Supplied records section start

PR #927, opened 2022-11-21
LIQ-179 | Added user notification for existing custom tokens

mpwanyi256:

### DIFF
--- a/src/views/CustomToken.vue
+++ b/src/views/CustomToken.vue
@@ -61,7 +61,7 @@
               v-if="contractAddress && existingAsset"
               id="token_with_this_symbol_exits"
               class="text-danger form-text text-right"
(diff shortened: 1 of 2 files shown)


src/views/CustomToken.vue
```diff
@@ -172,6 +178,10 @@ export default {
       }
       return null
     },
+    tokenError() {
+      // TODO :: Need to add translations
+      return 'Already exists. Go to Token Assets.'
```
Jennievon, line 183: @mpwanyi256 you can add this to the English translation file and get it from there.

mpwanyi256: @Jennievon Yes I needed to do that. I just wans't sure how. But I have just updated the english translation file.

Thanks

PR #934, opened 2022-11-24
Error fixes while adding a custom token

mpwanyi256:

This PR Fiexes
- The 0 issue
- The errors shown when adding a custom token
- And the input issue where we needed to only accept numbers

### DIFF
--- a/src/views/CustomToken.vue
+++ b/src/views/CustomToken.vue
@@ -58,7 +58,7 @@
               required
             />
             <small
-              v-if="contractAddress && existingAsset"
+              v-if="contractAddress && existingAsset && !addingToken"
               id="token_with_this_symbol_exits"
               class="text-danger form-text text-right"
               >{{ $t('pages.customToken.tokenExists') }}</small
@@ -90,7 +90,7 @@
               :disabled="autofilled && !isSymbolEditable"
             />
             <small
-              v-if="symbol && symbolError"
+              v-if="symbol && symbolError && !addingToken"
               id="token_with_this_symbol_exits"
               class="text-danger form-text text-right"
               >{{ symbolError }}</small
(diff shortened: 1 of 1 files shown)


src/views/CustomToken.vue
```diff
@@ -99,9 +99,11 @@
           <div class="form-group">
             <label for="decimals">{{ $t('pages.customToken.decimals') }}</label>
             <input
-              type="text"
-              v-model="decimals"
+              type="number"
+              v-model.trim="decimals"
+              @keypress="isNumber($event)"
               class="form-control form-control-sm"
+              :maxlength="2"
```
Jennievon, line 106: @mpwanyi256 why are we using a max length of 2 here?

src/views/CustomToken.vue
```diff
@@ -305,6 +328,14 @@ export default {
       this.chainDropdownOpen = false
       this.resetFields()
       this.fetchToken()
+    },
+    isNumber(evt) {
+      const keysAllowed = ['0', '1', '2', '3', '4', '5', '6', '7', '8', '9']
+      const keyPressed = evt.key
+      // The Decimals field can only have 2 digits (0 - 99) and must be a number
+      if (!keysAllowed.includes(keyPressed) || this.decimals.length == 2) {
+        evt.preventDefault()
```
Jennievon, line 337: would be nice if we could move this to a util file so we could use it in other places

src/views/CustomToken.vue
mpwanyi256: @Jennievon This enables us to limit the value of decimal places to a maximum of 99.

src/views/CustomToken.vue
mpwanyi256: @Jennievon It would be, but this function implementation is specific to the fix here. It only validates for whole numbers and up to 2 digits. 

We could refactor this to better suite a general implementation but it would take more time looking into all possible use cases

Jennievon: okay then 👍

Jennievon (approved):

bradleySuira (approved):
LGTM

PR #940, opened 2022-12-01
fix: review validation to can send flag inside Send View

bradleySuira:
# :books: Linear Ticket :books: #ext-222


src/views/Send/SendNFT.vue
```diff
@@ -613,7 +615,16 @@ export default {
       this.sendFees = sendFees
     },
     updateSendFees: _.debounce(async function (amount) {
-      await this._updateSendFees(amount)
+      // In NFT screen the balance is equal to the native asset balance
+      console.log(
+        `on updateSendFees => amount: ${amount}, balance: ${this.balance}, asset: ${this.asset}, `
+      )
```
mpwanyi256, line 621: @bradleySuira I think we forgot to remove this console log

src/views/Swap/Swap.vue
```diff
@@ -211,7 +211,7 @@
               class="btn btn-primary btn-lg"
               id="swap_review_button"
               @click="review"
-              :disabled="!canSwap || cannotCoverNetworkFee"
+              :disabled="false"
```
mpwanyi256, line 214: @bradleySuira Do we need the prop if we are defaulting it to false?

bradleySuira: fixed man, thanks!

src/views/Send/SendNFT.vue
bradleySuira: we will keep this for debugging until we test this a lot

PR #953, opened 2022-12-07
Ext 234 only show self accounts tokens and non

bradleySuira:
# :books: Linear Ticket :books: #ext-234

This PR includes:
- Use Vue dev tools in development mode / check new task `dev:tools` inside package.json
- Added filter to use the same address for swap when is EVM accounts
- Added lazy loading routes


mpwanyi256 (approved):
@bradleySuira CODE LGTM 🔥 

Kudos on the routes import refactor

PR #955, opened 2022-12-09
Settings page and routes refactor

mpwanyi256:

This PR has the following changes;
- Refactored the Settings page to have children routes to persist the settings main navBar and footer
- Added a new link to Accounts settings aka Custom RPC settings


package.json
```diff
@@ -122,5 +123,11 @@
   "repository": {
     "type": "git",
     "url": "git@github.com:liquality/wallet.git"
+  },
+  "resolutions": {
```
mpwanyi256, line 127: @bradleySuira hahaha... Just a small not so we can remember to remove this before merging.

src/components/CustomRpcSettingsForm.vue
```diff
@@ -58,35 +49,69 @@ export default {
...
+        rpcUrl,
+        helperUrl,
+        custom } = network
+
+      const payload = {
+        network: this.activeNetwork,
+        walletId: this.activeWalletId,
+        chainId,
+        chanifyNetwork: {
+          ...network,
```
mpwanyi256, line 75: @bradleySuira If we are pulling all data from the network object here, we will need to remove lines 62 to 68

PR #956, opened 2022-12-09
fix: update error report config once state loads

koderholic:
This PR does the following

1. Updates error reporting config as soon as state is restored
2. Adds `Sentry` to `REPORT_TARGETS` in env

ps:
To unleash the power of sentry to help us debug, source map need to be uploaded for every release (https://docs.sentry.io/platforms/javascript/sourcemaps/uploading/cli/)


bradleySuira (approved):
LGTM

PR #960, opened 2022-12-21
Set minimum amount that can be sent and prevent dust transactions

mpwanyi256:


bradleySuira (approved):
LGTM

Supplied records section end

▶ Activity:
In this exercise, copy only the lines from the opening line of the material through the line where "- The errors shown when adding a custom token" appears.

▶ Exercise response:
PR #927, opened 2022-11-21
LIQ-179 | Added user notification for existing custom tokens

mpwanyi256:

### DIFF
--- a/src/views/CustomToken.vue
+++ b/src/views/CustomToken.vue
@@ -61,7 +61,7 @@
               v-if="contractAddress && existingAsset"
               id="token_with_this_symbol_exits"
               class="text-danger form-text text-right"
(diff shortened: 1 of 2 files shown)


src/views/CustomToken.vue
```diff
@@ -172,6 +178,10 @@ export default {
       }
       return null
     },
+    tokenError() {
+      // TODO :: Need to add translations
+      return 'Already exists. Go to Token Assets.'
```
Jennievon, line 183: @mpwanyi256 you can add this to the English translation file and get it from there.

mpwanyi256: @Jennievon Yes I needed to do that. I just wans't sure how. But I have just updated the english translation file.

Thanks

PR #934, opened 2022-11-24
Error fixes while adding a custom token

mpwanyi256:

This PR Fiexes
- The 0 issue
- The errors shown when adding a custom token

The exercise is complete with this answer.